## Work required
Please repeat, from the entries that follow, the lines from the one containing "policy or disable" through the one containing "(diff shortened: 1 of 3 files shown)" exactly, adding nothing.

[Data records]
⟨
PR #3655, opened 2026-08-29
fix(context)!: replace over-broad FutureExt with precise extension traits

### LINKED ISSUE #3291: [Feature]: Deprecate FutureExt trait for having a far too general blanket implementation
### Related Problems?

The `opentelemetry::context::future_ext::FutureExt` extension trait has a blanket implementation that is overly general:

```rust
impl<T: Sized> FutureExt for T {}
```

This is a code smell of utmost degree. `10i32.with_current_context()` should not work.

This blanket-impl was likely made because `WithContext` implements `Future`, `Stream` and `Sink` and the original author was ignorant of how to achieve a narrower extension trait.

Introduce three separate traits providing a `with_context` extension method for `Future`, `Stream`, and `Sink` separately.

### Considered Alternatives

Don't import `FutureExt` and just make my own extension trait that isn't poorly coded.

### Additional Context

_No response_

### Tip

dcdeniz:
Fixes #3291

The blanket `impl<T> FutureExt for T` puts `with_context()` on literally every type, so it collides with `anyhow::Context::with_context` and you get an inference error at any call site where both traits are in scope. This swaps the blanket impl for three precise traits.

This is breaking, and it has to be. The blanket impl is the collision, there's no way to fix #3291 while keeping it.

Trait shape is lifted from @Kile-Asmussen's #3292, which went stale. Credit there, I just picked it up and finished it off.

## Changes

- removed `impl<T> FutureExt for T`
- added `FutureContextExt`, `StreamContextExt`, `SinkContextExt<I>`. Same `with_context` / `with_current_context` methods, but implemented only for `Future` / `Stream` / `Sink` respectively
- `FutureExt` is deprecated and kept as an inert shell with no impl, so existing `use ...FutureExt` statements still resolve instead of hard-erroring
- threaded the new traits through the re-export chain (`context` → `trace::context` → `trace`)
- migrated the doc examples and the `tracing-http-propagator` example over
- CHANGELOG: Breaking (blanket impl removed), Added (new traits), plus a short migration note

On @cijothomas's ambiguity question: with the blanket impl gone `FutureExt` has no impl at all, so `.with_context()` on a future resolves to `FutureContextExt` unambiguously, even under `use trace::*`. I checked this compiles.

The tradeoff, to be upfront about it: a type that implements more than one of Future/Stream/Sink now needs to disambiguate at the call site. That's a real cost but it's narrow, and it's the price of not shadowing every other crate's `with_context`.

## Testing

Added a stream/sink test covering both new traits. Existing future tests still pass unchanged apart from the import.

- [x] Unit tests added/updated
- [x] Appropriate `CHANGELOG.md` files updated for non-trivial, user-facing changes
- [x] Changes in public API reviewed — yes, and intentional. Breaking, documented in the changelog with migration guidance.

@cijothomas @scottgerring if you'd rather keep the blanket impl and leave #3291 open, say so and I'll close this. Otherwise I think this is the fix.

### DIFF
--- a/opentelemetry/CHANGELOG.md
+++ b/opentelemetry/CHANGELOG.md
@@ -17,6 +17,8 @@
   Gated behind the `experimental_context_observer` feature flag.
 - `otel_info!`, `otel_warn!`, `otel_debug!`, and `otel_error!` macros now accept quoted-key fields
   (e.g. `"otel.component.type" = "value"`) for dotted attribute names.
+- **Added** `FutureContextExt`, `StreamContextExt`, and `SinkContextExt` traits, providing `with_context` / `with_current_context` for futures, streams, and sinks respectively (#3291).
+- **Breaking** Removed the blanket `impl<T> FutureExt for T` implementation, which exposed `with_context` on *every* type and could collide with similarly named methods from other crates (e.g. `anyhow::Context::with_context`). `FutureExt` is now `#[deprecated]` and has no implementation; migrate to the new traits above (`FutureContextExt` for futures). A type implementing more than one of `Future`/`Stream`/`Sink` must now disambiguate the call (e.g. `FutureContextExt::with_context(value, cx)`).
 - **Added** `BoundGauge<T>` and `BoundUpDownCounter<T>` types (and the
   corresponding `Gauge::bind()` / `UpDownCounter::bind()` methods), completing
   the experimental bound-instrument API across all sync instruments
--- a/examples/tracing-http-propagator/src/server.rs
+++ b/examples/tracing-http-propagator/src/server.rs
@@ -6,7 +6,7 @@ use opentelemetry::{
     global::{self, BoxedTracer},
     logs::LogRecord,
     propagation::TextMapCompositePropagator,
-    trace::{FutureExt, Span, SpanKind, TraceContextExt, Tracer},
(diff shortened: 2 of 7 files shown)


opentelemetry/CHANGELOG.md
```diff
@@ -1,9 +1,8 @@
 # Changelog
 
 ## vNext
-
-- `otel_info!`, `otel_warn!`, `otel_debug!`, and `otel_error!` macros now accept quoted-key fields
-  (e.g. `"otel.component.type" = "value"`) for dotted attribute names.
+- **Added** `FutureContextExt`, `StreamContextExt`, and `SinkContextExt` traits, providing `with_context` / `with_current_context` for futures, streams, and sinks respectively (#3291).
+- **Breaking** Removed the blanket `impl<T> FutureExt for T` implementation, which exposed `with_context` on *every* type and could collide with similarly named methods from other crates (e.g. `anyhow::Context::with_context`). `FutureExt` is now `#[deprecated]` and has no implementation; migrate to the new traits above (`FutureContextExt` for futures). A type implementing more than one of `Future`/`Stream`/`Sink` must now disambiguate the call (e.g. `FutureContextExt::with_context(value, cx)`).
```
TommyCpp, line 5: We should keep 
`otel_info!`, `otel_warn!`, `otel_debug!`, and `otel_error!` macros now accept quoted-key fields`

PR #3658, opened 2026-08-31
fix(otlp): reject invalid gRPC endpoint environment values

scottgerring:
## Summary

gRPC counterpart to #3650. Replaces #3651 after some GH CLI issues. Applies the same `endpoint_from_env` pattern to the tonic exporter: empty endpoint env vars are treated as unset, and non-Unicode values fail exporter construction instead of being silently ignored.

Unlike the HTTP side, invalid URI *syntax* already failed at `Endpoint::from_shared` — this change only adds empty-as-unset semantics and non-Unicode detection.


scottgerring:
@cijothomas , this replaces #3651 addressing your comment. Apologies for the noise!

cijothomas (approved):

PR #3660, opened 2026-08-31
fix(otlp): enable retries by default

cijothomas:
## Summary

- enable retries by default for transient OTLP/HTTP and OTLP/gRPC export failures, using the recommended exponential-backoff policy with up to 3 retries (4 attempts total)
- add `RetryPolicy::disabled()` as a clear single-attempt opt-out while preserving custom policies through `.with_retry_policy(...)`
- consolidate the unreleased retry changelog and scope feature-flag migration to users who enabled the old experimental flags

### DIFF
--- a/opentelemetry-otlp/CHANGELOG.md
+++ b/opentelemetry-otlp/CHANGELOG.md
@@ -28,8 +28,8 @@
   async-runtime processors.
   The default `RetryPolicy` follows the OTLP specification's retry requirement,
   using exponential backoff with up to 3 retries (4 attempts total). Configure
-  `.with_retry_policy(...)` explicitly to customize the policy or disable
-  retries.
+  `.with_retry_policy(...)` explicitly to customize the policy, or use
+  `.with_retry_policy(RetryPolicy::disabled())` to disable retries.
   **Migration**: Remove the experimental retry feature flags from your `Cargo.toml`.
   [#3621](https://github.com/open-telemetry/opentelemetry-rust/pull/3621)
 - Add support for INSECURE environment variables for gRPC (env-var-only, no builder method, per spec):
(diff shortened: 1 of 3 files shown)


opentelemetry-otlp/CHANGELOG.md
```diff
@@ -2,6 +2,31 @@
 
 ## vNext
 
+### Retry
+
+- Retries are now enabled by default for OTLP/HTTP and OTLP/gRPC. The default
```
scottgerring, line 7: should we mention that this is the case for both the regular and unstable/async processors?

opentelemetry-otlp/CHANGELOG.md
```diff
@@ -2,6 +2,31 @@
...
+  policy uses exponential backoff and jitter with up to 3 retries (4 attempts
+  total). Use `.with_retry_policy(RetryPolicy::disabled())` to disable retries,
+  or provide a custom `RetryPolicy` to change the behavior.
+- **Migration for users of the experimental retry features:** If your
+  `Cargo.toml` enables `grpc-tonic-with-retry`, `http-proto-with-retry`, or
```
scottgerring, line 12: just noticed this 

```suggestion
  `Cargo.toml` enables `experimental-grpc-retry`, `experimental-http-retry`, or
```

opentelemetry-otlp/CHANGELOG.md
scottgerring:
```suggestion
- Retries are now enabled by default for OTLP/HTTP and OTLP/gRPC exporters when used with the default thread-based processors as well as the experimental async-runtime variants. The default
```

scottgerring (approved):
lgtm! couple doc nits

PR #3672, opened 2026-09-01
refactor(otlp): stabilize retry policy API

cijothomas:
## Summary

Prepare the OTLP retry API for stabilization by defining a small, evolvable public configuration surface and keeping transport-specific execution details internal.

- retain `RetryPolicy` at the crate root as the only supported retry API
- make the retry engine, error type, protocol classifiers, and implementation modules crate-private
- replace public policy fields with `Duration`-based fluent configuration methods
- separate public policy configuration from the retry execution engine
- tighten feature gates so retry internals compile only for transport and signal combinations that use them
- make jitter generation safe for maximum `Duration` values
- update examples and migration guidance for the stabilized API shape

## API impact

This removes the previously public retry implementation modules and prevents construction of `RetryPolicy` with struct literals. Users should import `opentelemetry_otlp::RetryPolicy` and configure custom policies through its `with_*` methods.

The resulting public surface can evolve without exposing classifier semantics, transport dependency types, engine signatures, or policy storage details as semver commitments.

### DIFF
--- a/opentelemetry-otlp/src/lib.rs
+++ b/opentelemetry-otlp/src/lib.rs
@@ -658,12 +658,15 @@ mod metric;
 #[cfg(any(feature = "http-proto", feature = "http-json", feature = "grpc-tonic"))]
 mod span;
 
-#[cfg(any(feature = "grpc-tonic", feature = "http-proto", feature = "http-json"))]
-pub mod retry_classification;
+#[cfg(all(
+    any(feature = "trace", feature = "metrics", feature = "logs"),
+    any(feature = "grpc-tonic", feature = "http-proto", feature = "http-json")
+))]
+mod retry_classification;
 
 /// Retry logic for exporting telemetry data.
 #[cfg(any(feature = "grpc-tonic", feature = "http-proto", feature = "http-json"))]
-pub mod retry;
+mod retry;
 
 pub use crate::exporter::Compression;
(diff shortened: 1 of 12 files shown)


opentelemetry-otlp/src/lib.rs
```diff
@@ -658,12 +658,28 @@ mod metric;
...
+        feature = "grpc-tonic",
+        any(feature = "trace", feature = "metrics", feature = "logs")
+    )
+))]
+mod retry;
 
-/// Retry logic for exporting telemetry data.
 #[cfg(any(feature = "grpc-tonic", feature = "http-proto", feature = "http-json"))]
-pub mod retry;
+mod retry_policy;
```
scottgerring, line 688: nit: is it worth pointing out that this is gated more broadly than `retry_classification` because users need to be able to configure this in order to configure any transport? 

I've been burnt enough times by the interaction of feature flags that any hints in the gating feel helpful!

scottgerring (approved):
makes sense!

opentelemetry-otlp/src/lib.rs
cijothomas: Added a comment explaining why `RetryPolicy` uses the broader transport-only gate: transport builders expose policy configuration even when no signal is enabled, while the retry execution modules only compile when they have a signal consumer.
⟩
## Written solution
-  `.with_retry_policy(...)` explicitly to customize the policy or disable
-  retries.
+  `.with_retry_policy(...)` explicitly to customize the policy, or use
+  `.with_retry_policy(RetryPolicy::disabled())` to disable retries.
   **Migration**: Remove the experimental retry feature flags from your `Cargo.toml`.
   [#3621](https://github.com/open-telemetry/opentelemetry-rust/pull/3621)
 - Add support for INSECURE environment variables for gRPC (env-var-only, no builder method, per spec):
(diff shortened: 1 of 3 files shown)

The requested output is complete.